No need to. My experiences with women have been few and far between, so much so that it's always been a mystery to me as far as exactly _how_ a platonic relationship evolves into the next level.

Still is, unfortunately.


----------



## missaf (Jul 5, 2006)

Fat Gary NYC said:


> No need to. My experiences with women have been few and far between, so much so that it's always been a mystery to me as far as exactly _how_ a platonic relationship evolves into the next level.
> 
> Still is, unfortunately.



See, despite all my experience (I'm not a hussy, I swear!), most of my relationships Do NOT go past platonic into a next level. Maybe I'm just a better friend than lifemate, but it's common place in my life to be the friend, and never more than that. The two times it was more than friends, one guy was lying to himself, the other was too scared by the future to take it any farther.


----------



## mossystate (Jul 5, 2006)

PolarKat said:


> Firstly, unless you're reading imaginary text, I never mentioned anything about anyone's personal preference. Secondly he was simply venting his personal experience and anguish, such things are jaded and will always be exagerated. You brought nothing positive, you just trolled in..
> 
> and he said *"there seems to be a trend among some BBW's that they too don't date BHM's ... something about I'm big so I don' want to date someone else big."*
> 
> ...


 Kitty..it is what I SEE..and as a 'bbw' I hear the same crap from many 'bhm' about many big women being horrible and not being attracted to big men.Many thin people have this idea as well(when it comes to big men OR women)..that fat people should be open to dating any and all..because..golly gee..who are we to think we have the right to pick and choose...THAT was what I was responding to....I shared a thought..you just did not like it..oy...

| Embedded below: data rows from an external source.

PR #2, opened 2024-03-09
WIP: Talents and Glyphs

ToxicKevinFerm:
Fixed talent and glyph generators.
Had to comment out old wotlk sims so they're pretty gutted.

* Talent and Glyph generators fixed for Cata, both for player and hunter pets
* Implemented Prime glyphs
* Commented our wotlk sims

**Note: Doesn't build Typescript in this configuration because of old sim TS presets. Just here for WIP**


rosenrusinov:
I think we want to merge #3 first then re-run the updated scrapers on the new spec setups

ToxicKevinFerm:
> I think we want to merge #3 first then re-run the updated scrapers on the new spec setups

Definitely waiting on #3 - I anticipate a few changes at least although the scrapers are mostly not spec dependant

ToxicKevinFerm:
> I think we want to merge #3 first then re-run the updated scrapers on the new spec setups

Though maybe we want to change the class proto to instead of carrying every talent in the DruidTalents message, maybe we want to split it into DruidRestorationTalents etc? @rosenrusinov

ToxicKevinFerm:
Also to make the proto generation easier, could we split it into folders and file per spec maybe?
Say
```
/proto
  /classes
    /druid
      druid.generated.proto
      restoration.proto
      feraldps.proto
      feraltank.proto
      balance.proto
```
So generated stuff is in generated.proto. Generally not a fan of mixing generated and non generated in the same file.

PR #15, opened 2024-03-16
Remove unused stats + Fix item generation

kayla-glick:


rosenrusinov:
I think you should update the indices to rekove the gap made by removing energy and rage. Its the only chance we will have to do this. Also need to uodate the tools stat array to match to make sure items stats work correct i believe

kayla-glick:
Oh true good callout @rosenrusinov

*and as a fat woman..I have every right to be here at Dims...talking..replying to posts..etc...You seem(SEEM) to be someone who just wants to snarl and spit..enjoy*


----------



## mossystate (Jul 5, 2006)

William said:


> Hi Monique
> 
> 
> 
> ...


 William,

I was not talking about official organizations or ideas..I was simply saying that at almost 44 years of age, I have seen more big men have luck in the dating pool.This does not mean all have had said luck..does not mean many do not experience loneliness.
I guess we hang out in different malls and parks..lol..because we are seeing VERY different things.

M


----------



## PolarKat (Jul 5, 2006)

mossystate said:


> Kitty..it is what I SEE..and as a 'bbw' I hear the same crap from many 'bhm' about many big women being horrible and not being attracted to big men.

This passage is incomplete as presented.